Secara keseluruhan, pusat-pusat pendidikan Islam itu bukanlah yang datang dari luar atau terambil dari kebudayaan-kebudayaan lama, akan tetapi ia dalam pertumbuhan dan perkembangannya mempunyai hubungan erat dengan Islam secara umum, dan di dalamnya kelihatan tujuan-tujuan dan sikap-sikap kehidupan tersebut.
Pusat-pusat pendidikan Islam yang bermacam-macam itu telah tumbuh dalam jangka waktu yang cukup jauh, di bawah pengaruh situasi-situasi yang tertentu dan untuk melahirkan tujuan-tujuan yang tertentu pula yang diinginkan oleh kebutuhan-kebutuhan kehidupan Islam yang terus tumbuh dan berkembang.
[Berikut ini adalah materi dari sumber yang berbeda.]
PR #594, opened 2025-04-18
Fix lost diagnostics from macros

Arcticae:
They were dropped if they were mapping to another file

### DIFF
--- a/src/lang/diagnostics/file_diagnostics.rs
+++ b/src/lang/diagnostics/file_diagnostics.rs
@@ -18,7 +18,6 @@ use tracing::{error, info_span};
 
 use crate::lang::db::AnalysisDatabase;
 use crate::lang::diagnostics::lsp::map_cairo_diagnostics_to_lsp;
-use crate::lang::lsp::LsProtoGroup;
 use crate::server::panic::is_cancelled;
 
 /// Result of refreshing diagnostics for a single file.
@@ -34,25 +33,9 @@ use crate::server::panic::is_cancelled;
 /// to the given `file` will also be visited and their diagnostics collected.
 #[derive(Clone, PartialEq, Eq)]
 pub struct FileDiagnostics {
-    /// The file URL these diagnostics are associated with.
-    pub url: Url,
     pub parser: Diagnostics<ParserDiagnostic>,
     pub semantic: Diagnostics<SemanticDiagnostic>,
     pub lowering: Diagnostics<LoweringDiagnostic>,
-}
-
-pub enum LSPDiagnostic {
-    Standard(Diagnostic),
-    Remapped(Diagnostic),
-}
-
-impl LSPDiagnostic {
-    pub(crate) fn unpack(self) -> Diagnostic {
-        match self {
-            LSPDiagnostic::Standard(x) => x,
-            LSPDiagnostic::Remapped(x) => x,
-        }
-    }
 }
 
 impl FileDiagnostics {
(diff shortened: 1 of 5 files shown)


src/lang/diagnostics/project_diagnostics.rs
```diff
@@ -31,28 +30,90 @@ impl ProjectDiagnostics {
...
+    pub fn apply_updates(
+        &self,
+        updates: HashMap<Url, Vec<LSPDiagnostic>>,
+        scarb_toolchain: &ScarbToolchain,
+    ) {
+        for (file, lsp_diagnostics) in updates {
+            // There are basically ONLY 2 cases:
+            // (if there's something else here something went seriously wrong)
+            // 1. Remapped entry - those we want to append to existing diagnostics
+            // 2. Non-remapped ones - we want to substitute the original ones with them
```
piotmag769, line 61: ?

piotmag769: Nvm, it is half true, but the whole Remapped/Standard is not needed:
1. The comment is inconsistent with the code: `diags.clone_into(&mut new_diags)` clones `diags` (old ones) into `new_diags` (new ones), effectively ignoring new diagnostics.
2. Anyways, in every case we should just substitute the existing diagnostics with new ones: diags for virtual files are always generated from diags from exactly ONE on disk file (besides parser diagnostics, they are generated from the virtual file themselves but those somehow work and I have no idea why).

src/lang/diagnostics/file_diagnostics.rs
```diff
@@ -41,6 +41,20 @@ pub struct FileDiagnostics {
...
+
+impl LSPDiagnostic {
+    pub(crate) fn unpack(self) -> Diagnostic {
+        match self {
+            LSPDiagnostic::Standard(x) => x,
+            LSPDiagnostic::Remapped(x) => x,
+        }
+    }
+}
+
```
piotmag769, line 57: Unnecessary as stated in another comment

src/lang/diagnostics/file_diagnostics.rs
```diff
@@ -121,8 +128,8 @@ impl FileDiagnostics {
         db: &AnalysisDatabase,
         file_id: FileId,
         trace_macro_diagnostics: bool,
-    ) -> lsp_types::PublishDiagnosticsParams {
-        let mut diagnostics = Vec::new();
+    ) -> HashMap<Url, Vec<LSPDiagnostic>> {
```
piotmag769, line 131: The `HashMap` here breaks the entire diagnostics logic 🙃 It prevents clearing of diagnostics when everything goes right (no key in hashmap - no update). That's the main problem with this PR

piotmag769 (changes requested):

src/lang/diagnostics/file_diagnostics.rs
```diff
@@ -96,55 +95,44 @@ impl FileDiagnostics {
             }
         }
 
-        let parser_file_diagnostics = query!(db.file_syntax_diagnostics(file)).unwrap_or_default();
+        // TODO: collect parser diags for virtual files
```
piotmag769, line 98: This never worked xD

src/lang/diagnostics/refresh.rs
```diff
@@ -58,20 +57,34 @@ fn refresh_file_diagnostics(
...
-    let is_dependency = scarb_toolchain.cache_path().is_some_and(|cache_path| {
-        params.uri.to_file_path().is_ok_and(|p| p.starts_with(cache_path))
-    });
-    if is_dependency {
-        params.diagnostics.retain(|diag| diag.severity == Some(DiagnosticSeverity::ERROR));
-    }
+    let new_diags = new_diags
+        .into_iter()
+        .filter_map(|(file, mut diagnostics)| {
+            // TODO: fix for virtual files from deps
```
piotmag769, line 65: Same, never worked, we need to look for parent for virtual files

piotmag769:
Closing in favour of #608 - copied the logic that did in the last commit here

Seiring dengan perkembangan itu pula, penulis akan mencoba mengulas lebih dalam tentang Masjid. Yaitu tempat yang menjadi pusat keberlangsungan pendidikkan Islam, dengan harapan para intelektual Islam dapat membuka kembali bagaimana khazanah klasik pendidikan Islam dan dapat menerapkan serta mengembangkan kembali khazanah tersebut.
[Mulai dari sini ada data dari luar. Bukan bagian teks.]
PR #620, opened 2025-04-30
Fix derive macros

piotmag769:


src/lang/proc_macros/db.rs
```diff
@@ -97,14 +97,13 @@ pub fn get_derive_expansion(
     params: ExpandDeriveParams,
 ) -> ProcMacroResult {
     db.get_stored_derive_expansion(params.clone().into()).unwrap_or_else(|| {
-        let token_stream = params.item.clone();
```
piotmag769, line 100: I have no idea how it could ever work in tests btw since this token stream containst the `#[derive(MacroToBeExpanded)]` part

Draggu: Please write an explanation of why it happened (cancellation) that you shared with us.

Draggu (approved):

src/lang/proc_macros/db.rs
```diff
@@ -97,14 +97,13 @@ pub fn get_derive_expansion(
...
-
         if let Some(client) = db.proc_macro_server_status().ready() {
             client.request_derives(params);
         }
 
         ProcMacroResult {
-            token_stream: token_stream_v2_to_v1(&token_stream),
+            // We don't remove the original item for derive macros, so return nothing.
```
Arcticae, line 105: If we don't remove anything, there should be the original item here, why do you return an empty string instead?

Arcticae (approved):

PR #638, opened 2025-05-12
Fix parser and vfs modules diagnostics

### LINKED ISSUE #142: Unnecessary clearing of diagnostics
Currently if there is a panic during diagnostics calculation we log an error and use a default value (empty diagnostics).

https://github.com/software-mansion/cairols/blob/05a22493597b4638137c545e177ac3b80efbc011/src/lang/diagnostics/file_diagnostics.rs#L82-L85

This can cause blinking of diagnostics bcs we may clear already existing ones. Instead we should use previously calculated diagnostics to not clear any existing diagnostics

piotmag769:
Closes #142

---

**Stack**:
- #646
- #645
- #638 ⬅

### DIFF
--- a/src/lang/diagnostics/file_diagnostics.rs
+++ b/src/lang/diagnostics/file_diagnostics.rs
@@ -1,8 +1,5 @@
-use std::collections::{HashMap, HashSet};
-use std::panic::{AssertUnwindSafe, catch_unwind, resume_unwind};
+use std::collections::HashMap;
 
-use cairo_lang_defs::db::DefsGroup;
-use cairo_lang_defs::ids::ModuleId;
 use cairo_lang_diagnostics::Diagnostics;
 use cairo_lang_filesystem::db::FilesGroup;
 use cairo_lang_filesystem::ids::FileId;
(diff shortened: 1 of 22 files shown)


src/lang/diagnostics/file_diagnostics.rs
```diff
@@ -31,85 +27,77 @@ use crate::server::panic::is_cancelled;
...
-                        .map(Result::unwrap_or_default)
-                        .unwrap_or_default()
-                        .get_all(),
-                );
-                lowering_file_diagnostics.extend(
-                    query!(db.module_lowering_diagnostics(module_id))
-                        .map(Result::unwrap_or_default)
-                        .unwrap_or_default()
-                        .get_all(),
-                );
```
piotmag769, line 94: Removed `query!` this since it may lead to temporary diagnostics blinking if this query gets cancelled and previously there were any diagnostics there. This effect was not noticed in practice but this also proves that removing it shouldn't affect anything (if it took noticeable effect then the diagnostics would be blinking)

tests/e2e/macros/procedural/custom/v2/snapshots/e2e__macros__procedural__custom__v2__derive_improper_v2_with_user_error.snap
```diff
@@ -178,3 +266,16 @@ mapped_diagnostics:
               line: 0
               character: 50
         message: Diagnostic mapped from here.
+- url: vfs://proc_macro_derive.cairo
+  diagnostics:
+  - related_code: $>
```
piotmag769, line 271: Bug in scarb or compiler

src/lang/diagnostics/refresh.rs
```diff
@@ -23,51 +22,47 @@ pub fn refresh_diagnostics(
     notifier: Notifier,
     scarb_toolchain: ScarbToolchain,
 ) {
-    let mut processed_modules: HashSet<ModuleId> = HashSet::default();
```
piotmag769, line 26: This is useless now, modules can never repeat if we calculate diagnostics per (on disk file + its descendants)

Draggu (approved):

PR #644, opened 2025-05-13
Fix trait type `SymbolDef`

### LINKED ISSUE #170: Finding references and rename for impl methods does not traverse usages via trait

Arcticae:
Closes #170 

- [x] Take impl impls themselves into account (their usage must be found properly when referred to - just like type in this PR)

### DIFF
--- a/src/lang/db/semantic.rs
+++ b/src/lang/db/semantic.rs
@@ -4,7 +4,7 @@ use cairo_lang_defs::ids::{
     FreeFunctionLongId, ImplAliasLongId, ImplConstantDefLongId, ImplDefLongId, ImplFunctionLongId,
     ImplItemId, LanguageElementId, LookupItemId, ModuleFileId, ModuleId, ModuleItemId,
     ModuleTypeAliasLongId, StructLongId, TraitConstantLongId, TraitFunctionLongId, TraitImplLongId,
-    TraitItemId, TraitLongId, UseLongId, VarId,
+    TraitItemId, TraitLongId, TraitTypeLongId, UseLongId, VarId,
 };
 use cairo_lang_filesystem::ids::FileId;
 use cairo_lang_semantic::Binding;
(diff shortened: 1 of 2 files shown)


Draggu (approved):

src/lang/db/semantic.rs
```diff
@@ -324,6 +324,15 @@ fn lookup_item_from_ast(
...
         }
+        SyntaxKind::TraitItemType => {
+            vec![LookupItemId::TraitItem(TraitItemId::Type(
+                TraitTypeLongId(
+                    module_file_id,
+                    ast::TraitItemType::from_syntax_node(db, node).stable_ptr(db),
+                )
+                .intern(db),
+            ))]
+        }
```
piotmag769, line 335: This only changed fixed stuff in our find ref tests - do we not have tests for associated types for: rename, goto and highlight?

piotmag769 (approved):

tests/e2e/find_references/traits.rs
```diff
@@ -392,6 +406,136 @@ fn dual_implementations_of_trait_via_trait_impl() {
...
+
+    impl GeorgeImpl of BushTrait {
+        impl BushImplementation = GeorgeBush;
+    }
+
+
+    fn main() {
+        let v1 = GeorgeImpl::BushImplemen<caret>tation::bush();
+        let v2 = GeorgeImpl::BushImplementation::bush();
+    }
```
piotmag769, line 440: Add 
```cairo
impl KateImpl of BushTrait {
    impl BushImplementation = KateBush;
}

// main
KateBush::BushImplementation::bush();
```

piotmag769 (approved):
I think we need to review all tests at some point and make sure they cover everything

src/lang/db/semantic.rs
Arcticae: https://github.com/software-mansion/cairols/issues/659

piotmag769 (approved):

integraledelebesgue (approved):

PR #646, opened 2025-05-13
Fix panic when restarting proc macro server due to error

piotmag769:


src/lang/proc_macros/controller.rs
```diff
@@ -171,6 +171,7 @@ impl ProcMacroClientController {
         match db.proc_macro_server_status() {
             ServerStatus::Starting(client) => {
                 let Ok(defined_macros) = client.finish_initialize() else {
+                    drop(client);
```
piotmag769, line 174: These drops fix panic on `Arc::try_unwrap` in this file. When I wrote it I commented correctly that
`At this point we are the only thread with access to the db and therefore to the proc macro client.` but I forgot that another `Arc` with the client may still exist in the caller function.

Draggu (approved):
:rocket:

Arcticae (approved):

PR #650, opened 2025-05-15
Re-add spans to diagnostics calculation

piotmag769:
Useful for profiling


Draggu (approved):

src/lang/diagnostics/file_diagnostics.rs
```diff
@@ -39,6 +43,24 @@ impl FilesDiagnostics {
...
+                            error!(
+                                "caught panic when computing diagnostics for file: {:?}",
+                                root_on_disk_file.lookup_intern(db)
+                            );
+                            err
+                        }
+                    })
+                })
+            };
+        }
```
piotmag769, line 62: Re-added it bcs the tracing happened to completely break LS for some reason - I guess it was due to panics in the tracing spans which caused problems. Mind that if a query fails now we don't default to no diagnostics but we simply abort processing this file via `.ok()?` so #142 is still solved

Arcticae (approved):
idk why tests fail tho

PR #664, opened 2025-05-21
Fix tests with broken syntax

Arcticae:


tests/e2e/find_references/types.rs
```diff
@@ -646,6 +696,33 @@ fn test_type_alias_in_impl_associated_type_as_type_parameter() {
     ")
 }
 
+#[test]
+fn test_type_alias_in_impl_associated_type_via_usage() {
```
piotmag769, line 700: Where type alias? I assume you meant
```cairo
trait Trait {
    type Type;
}
impl Impl of Trait {
    type Type = SomeAlias;
}

fn foo() {
    let _v: Impl::Ty<caret>pe = 123;
}
```

piotmag769 (approved):

tests/e2e/find_references/types.rs
Arcticae: yes, corrected. doesn't matter that much for this test what's on rhs though :P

Keunggulan masjid ini merupakan paduan dari pengetahuan, keterampilan, kemandirian, dan kemampuan untuk menyesuaikan pendidikan dengan kondisi aktual di setiap daerah. Sehingga pembelajaran menjadi aktual dan mengarah pada pemecahan masalah yang dihadapi masyarakat setempat. Dengan demikian keunggulan masjid merupakan ciri khas daerah yang dihasilkan dari potensi alam dan potensi manusia yang ada di suatu daerah. Keunggulan masjid inilah yang menjadi bahan untuk terus dikembangkan setiap daerah sehingga menjadi kumpulan potensi yang telah dikembangkan dan menjadi barometer pengembangan daerah setempat.
PEMBAHASAN

A. Pengertian Masjid
Secara harfiah masjid diartikan sebagai tempat duduk atau setiap tempat yang dipergunakan untuk beribadah. Masjid juga berarti “tempat shalat berjamaah” atau tempat shalat untuk umum (orang banyak). Masjid memegang peranan penting dalam penyelenggaraan pendidikan Islam, karena itu masjid atau surau merupakan sarana yang pokok dan mutlak keperluannya bagi perkembangan masyarakat Islam.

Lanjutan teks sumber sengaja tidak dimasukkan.